▶ [Problem description] Filter out all lines without the word "isinstance" from the data below, please, and copy the rest.

● ● ● ● ●

PR #1344, opened 2018-08-07
using raw instead of encoding='utf-8' and removed deprecated encoding…

navyad:
… for packer


vytas7:
Looking good now :+1:

PR #1346, opened 2018-08-17
feat(json): refactor third party JSON support and extend falcon.media.JSONHandler

mattgiles:
Possible solution for #1192 and #1206.

I think there are two obvious open questions.

1. JSON functions are consumed from `falcon.util` in a few different places in the application. We have only parameterized the `media.JSONHandler` to address #1192. Does it make any sense to try to expose parameters such that they would also be used consistently in `Request` and `HTTPError` objects?

2. Right now, `mujson` declares explicit default rankings as to which JSON libs are preferred for different functions across different Python versions. The behavior defined in this PR is more or less a drop-in replacement for old `ujson` behavior, and it enables identical *implicit* behavior for users that install other libs like [yajl](https://github.com/rtyler/py-yajl) or [rapidjson](https://github.com/python-rapidjson/python-rapidjson). Which addresses #1206. However, `mujson` does not contemplate JSON libs which may arrive in the future (e.g. [hyperjson](https://github.com/mre/hyperjson)). The parameters for `media.JSONHandler` do include `dumps` and `loads` functions, so a user can explicitly override default rankings. But, depending on the answer to `1.` above it may make sense to give users the option to just specify `json_lib="hyperjson"` in a single place.

All of which is to say that this is a heavy PR insofar as it introduces a new top level requirement, but it is light insofar as it avoids a more opinionated refactoring of the configuration interface exposed to Falcon users -- which may or may not be desirable.

### DIFF
--- a/README.rst
+++ b/README.rst
@@ -202,11 +202,11 @@ Installing it is as simple as:
 
     $ pip install falcon
 
-If `ujson <https://pypi.python.org/pypi/ujson>`__ is available, Falcon
-will use it to speed up media (de)serialization, error serialization,
-and query string parsing. Note that ``ujson`` can actually be slower
-on PyPy than the standard ``json`` module due to ctypes overhead, and
-so we recommend only using ``ujson`` with CPython deployments:
+Falcon uses `mujson <https://pypi.python.org/pypi/mujson>`__ to select the most
+performant JSON functions available at import time. For instance, if `ujson
+<https://pypi.python.org/pypi/ujson>`__ is available, Falcon will use it to
+speed up media (de)serialization, error serialization, and query string
+parsing.
 
 .. code:: bash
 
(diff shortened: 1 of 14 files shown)


vytas7:
@mattgiles let us keep it open for a bit longer I would say, it is not impossible that we would offer recipes involving *mujson*, or even ask you if you are OK with us vendoring it inside Falcon, and so on.

We are still very much in the middle of prototyping and brainstorming custom JSON handling for Falcon 2.0: https://github.com/falconry/falcon/pull/1404
The work is being overseen by @nZac .

kgriffs:
Thanks for your work on this! It really helped us compare and contrast the different ways we could approach this problem. That being said, after discussing this with the maintainers team we ultimately decided to go with #1404. If you have a minute to take a look and provide your feedback, that would be great.

Thanks again!

kgriffs:
[superseded by #1404]

Issue #1351, opened 2018-09-12
Resource level hook doesn't apply to suffixed methods


mumrau:
Hello,

I believe the title of the issue is pretty clear, a @falcon.before hook wouldn't apply to a suffixed method (on_get_suffix) handler while it would perfectly apply to the classic legacy handlers (on_get, on_post,...).
Consider that piece of code:
```python
import json
from wsgiref import simple_server
import falcon

def hook(req, resp, resource, params):
    print("Inside the hook for resource: ", type(resource))
    resp.body = json.dumps("HOOKED")

@falcon.before(hook)
class HookedResource:
    def on_get(self, req, resp):
        resp.status = falcon.HTTP_200
    def on_get_suffix(self, req, resp):
        resp.status = falcon.HTTP_202

class HookedMethod:
    @falcon.before(hook)
    def on_get_suffix(self, req, resp):
        resp.status = falcon.HTTP_202

api = falcon.API()

hkr = HookedResource()
hkm = HookedMethod()

api.add_route("/hooked_resource", hkr)
api.add_route("/hooked_resource_suffix", hkr, suffix="suffix")
api.add_route("/hooked_method_suffix", hkm, suffix="suffix")

if __name__ == '__main__':
    httpd = simple_server.make_server('127.0.0.1', 8000, api)
    httpd.serve_forever()
```

The hooked_resource route (resource level hook) would have a functional hook, but the hooked_resource_suffix won't.
Nevertheless, the hooked_method_suffix (method level hook) will behave correctly, which gives a lot of hope in terms of implementation effort for a fix.

I hope I have been clear enough.

Falcon still rocks!

EDIT:
I believe this code is responsible in https://github.com/falconry/falcon/blob/master/falcon/hooks.py :
```python
    def _before(responder_or_resource):
        if isinstance(responder_or_resource, six.class_types):
            resource = responder_or_resource

            for method in COMBINED_METHODS:
                responder_name = 'on_' + method.lower()
```
It only iterates through COMBINED_METHODS which relates to the default responders which are constants.
Maybe it would be worth to iterate through every functions of the class and select starting with `on_HTTP_VERB_` as well.
On handlers registrations, we could also register in the class an attribute like "additional_responders" or something like that. I peeked at the source code but can't really take any decision cause I'm not fully aware of the guidelines in terms of implementation.

vytas7:
Thank you for the detailed report! It seems this has been indeed overlooked when adding suffixed resources, well spotted.

[...]

PR #1352, opened 2018-09-13
Fix for resource-level before hooks not applying to suffixed responders

mumrau:
This PR is intended for this issue https://github.com/falconry/falcon/issues/1351 and was also discussed on gitter briefly (@vytas7 )
Basically the hooks were not applying to the responders added with a suffix,  a standalone fairly clear "test" can be found below.

This looks like a decent fix and makes sense to me, I hope it does to you as well as I don't clearly see all the eventual consequences of this change.
Couldn't come up with a test, cause I couldn't understand deeply enough to come up with one of my own, plus I didn't wanted to "waste" time considering the fact that my approach might be terrible.
The tests on the repository are passing, and my little standalone one as well.

I applied it to the @before hook, I can totally apply the same change to the @after hook for consistency of course.

I'm looking forward to your feedback and I am totally open for discussion, on gitter or here.

```python
import json
from wsgiref import simple_server
import falcon

def hook(req, resp, resource, params):
    print("Inside the hook for resource: ", type(resource))
    resp.body = json.dumps("HOOKED")

@falcon.before(hook)
class HookedResource:
    def on_get(self, req, resp):
        resp.status = falcon.HTTP_200
    def on_get_suffix(self, req, resp):
        resp.status = falcon.HTTP_202

class HookedMethod:
    @falcon.before(hook)
    def on_get_suffix(self, req, resp):
        resp.status = falcon.HTTP_202

api = falcon.API()
hkr = HookedResource()
hkm = HookedMethod()
api.add_route("/hooked_resource", hkr)
api.add_route("/hooked_resource_suffix", hkr, suffix="suffix")
api.add_route("/hooked_method_suffix", hkm, suffix="suffix")

if __name__ == '__main__':
    httpd = simple_server.make_server('127.0.0.1', 8000, api)
    httpd.serve_forever()
```

### DIFF
--- a/falcon/hooks.py
+++ b/falcon/hooks.py
@@ -13,13 +13,27 @@
 # limitations under the License.
 
 """Hook decorators."""
-import inspect
+
 from functools import wraps
+import inspect
 
 import six
 
 from falcon import COMBINED_METHODS
 from falcon.util.misc import get_argnames
+
+
+def predicate_method_function(member):
+    """Predicate to use for inspection of a resource in order to extract the responders.
+
+    Args:
+        member (member): A member tuple as returned per the inspect.getmembers function
+        where the first element of the tuple is the name and the second element the member itself.
+
+        Note:
+            Should be only used as a predicate of inspect.getmembers(to_inspect, predicate=this function.
+    """
+    return inspect.ismethod(member) or inspect.isfunction(member)
 
 
 def before(action, *args, **kwargs):
@@ -57,13 +71,13 @@ def before(action, *args, **kwargs):
         if isinstance(responder_or_resource, six.class_types):
             resource = responder_or_resource
 
-            members = inspect.getmembers(resource, predicate=inspect.isfunction)
+            members = inspect.getmembers(resource, predicate=predicate_method_function)
 
             responders = []
 
             for member in members:
                 for method in COMBINED_METHODS:
-                    if member[0].startswith("on_" + method.lower()):
+                    if member[0].startswith('on_' + method.lower()):
                         responders.append(member)
 
             for responder_name, responder in responders:
--- a/falcon/hooks.py
+++ b/falcon/hooks.py
@@ -31,7 +31,8 @@ def predicate_method_function(member):
         where the first element of the tuple is the name and the second element the member itself.
 
         Note:
-            Should be only used as a predicate of inspect.getmembers(to_inspect, predicate=this function.
+            Should only be used as a predicate of
+            inspect.getmembers(to_inspect, predicate=this function).
     """
     return inspect.ismethod(member) or inspect.isfunction(member)
 
--- a/falcon/hooks.py
+++ b/falcon/hooks.py
@@ -13,7 +13,7 @@
 # limitations under the License.
 
 """Hook decorators."""
-
+import inspect
 from functools import wraps
 
 import six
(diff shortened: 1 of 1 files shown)


falcon/hooks.py
```diff
@@ -57,28 +72,27 @@ def _before(responder_or_resource):
...
-                        # variable that is shared between iterations of the
-                        # for loop, above.
-                        def let(responder=responder):
-                            do_before_all = _wrap_with_before(responder, action, args, kwargs)
+            responders = []
 
-                            setattr(resource, responder_name, do_before_all)
+            for member in members:
+                for method in COMBINED_METHODS:
+                    if member[0].startswith('on_' + method.lower()):
```
vytas7: Probably ``'on_' + method.lower() + '_'`` to make it even more specific, if one wants to go this way.

vytas7:
Hi again @Mumrau !
As you write, we have briefly discussed this on Gitter, but thanks once again for your contribution to debugging this issue!

As for the solution itself, we'll have to discuss it further with other maintainers and contributors.

One has a few different paths of solution here:
* As you propose, apply hooks to anything that resembles a (potentially suffixed) responder
* Require ``suffix`` parameter from the hook itself when decorating a whole class
* Somehow hook-ify all methods that resemble a responder, but record the parsed suffix in the closure or some attribute, and then trigger these on only upon adding an instance via ``add_route`` provided the suffix matches; but maybe too complex/too much dark sorcery needed?

Mumrau:
I'm sorry I couldn't find time to test it thoroughly (even tho it's live on my production servers, which doesn't make it tested but  _tried_).

- The first solution looks good to me (which is kinda why I took that path haha), we just need to make sure we're clear on that because it is quite strong in terms of constraints: if something resembles a responder but is not, it is involved as well. That doesn't seem counter-intuitive to me as you don't want to mess with the framework in terms of naming and conventions, but it could mess people's installations.
- I'm not sure about the `suffix` parameter on the hook, I think I'd rather have a more globally controlled way of applying hooks, but this is not up to me to decide that.
- Third solution would work, but it seems complex to me, and the gain from doing that seems quite marginal.

(Thanks! Seems good to me, I haven't signed-off the commits yet, I'll do so if necessary.)

kgriffs:
Some variation of (C) would be easiest for the app developer (because it would not require specifying suffixes explicitly), while also being correct, meaning it would avoid hooking methods that aren't actually meant to be suffixed responders. This solution is complicated by the fact that multiple routes could be added with multiple suffixes, so those would have to filtered dynamically (with a minor performance penalty) or statically (faster, but even more complicated).

(B) Would also result in correct behavior, provided that you can pass a list of suffixes (rather than just one). However, it does seem a bit tedious and requires keeping the hook decorators in sync with the add_route() calls.

(A) Is the simplest to implement as well as to employ in apps. However, this approach makes it possible to accidentally hook non-responders. That being said, it is probably rare for all of these things to be true at once: (1) A public (i.e., not prefixed with `_`) method is exposed on a resource class that is not a responder, (2) Said public method follows the on_* naming convention but is not a responder, (3) a hook is applied at the class level.

So, in summary we have:

(A) Simplest to implement, maintain and use. May hook non-responder methods.
(B) Harder to use, somewhat simple to implement, but not DRY. Never hooks non-responder methods.
(C) Hardest to implement and maintain, yet easy to use. DRY. Never hooks non-responder methods.

Personally I would lean toward (A) and then switch to (C) later if we get reports that it is hooking the wrong methods in a fair number of apps. That being said, this behavior should be clearly described in the hook docs to avoid surprises.

falcon/hooks.py
vytas7: Ah, true.
What I trying to suggest though was that we should match ``on_post`` and ``on_post_suffixed``, but not ``on_postman``.

kgriffs:
@vytas7 @nZac Thoughts? I'd like to get to a consensus and land this patch ASAP. Thanks!

vytas7:
> Personally I would lean toward (A) and then switch to (C) later if we get reports that it is hooking the wrong methods in a fair number of apps. That being said, this behavior should be clearly described in the hook docs to avoid surprises.

I agree with your view on this.
(Tbh none of the options is particularly pretty, that's why I laid them out so we could choose)

vytas7:
Hi again @mumrau ! 

Would you have some time to add some unit tests? It seems we are leaning towards your approach (A), and most of the unit tests would test the behaviour so they would be essentially independent of the chosen approach, maybe save for (B), but I doubt we would pursue that way (too tedious from the API user perspective).

mumrau:
Hello!
Sorry, I'm being quite busy with out of office stuff.
It really depends on the deadline, I'll be back to business within a week, and I probably can ensure that the fixes could be applied by the end of January.
Let me know if these would work for you as a deadline.
I'll of course make sure it also works on the @after hooks, I might ask questions (on gitter most likely) towards the testing approach.

vytas7:
No worries @mumrau , thanks for the extremely quick reply. There is no strict deadline, but ideally we would like have this fixed rather quicker than sooner, and push out 2.0.

I will grab this myself then for now, but let me know as soon as you are back so we can coordinate.

And thanks for your great effort already put into this so far 👍

falcon/hooks.py
```diff
@@ -15,13 +15,28 @@
...
 from functools import wraps
+import inspect
 
 import six
 
 from falcon import COMBINED_METHODS
 from falcon.util.misc import get_argnames
 
 
+def predicate_method_function(member):
```
vytas7: I am thinking to revert this approach by @mumrau in the follow-up PR. While I personally like it being very clean, nice and explicit, but I think just listing all the members, and checking those that quack a *callable*, are probably good enough to decorate.

Consider the following example:

```python
import inspect

import falcon


def predicate_method_function(member):
    return inspect.ismethod(member) or inspect.isfunction(member)


class HelloSayer(object):

    def __call__(self, req, resp):
        resp.media = {'Hello': 'World'}


class Resource(object):

    on_get = HelloSayer()


api = falcon.API()
api.add_route('/hello', Resource())

print(inspect.getmembers(Resource, predicate_method_function))
```

It is undeniably a bit contrived, but OTOH we cannot know how exactly people are building their APIs.

It does say Hello, but ``inspect.getmembers`` returns an empty list with the exemplified predicate function.

mumrau: Makes sense. Totally didn't think of that approach, stayed focused on the "on_http(_optional_follow_up_subhandler)".
I agree with the callables inspections then.

vytas7:
Superseded by https://github.com/falconry/falcon/pull/1402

● ● ● ● ●

▶ [Result of the exercise]
        if isinstance(responder_or_resource, six.class_types):
         if isinstance(responder_or_resource, six.class_types):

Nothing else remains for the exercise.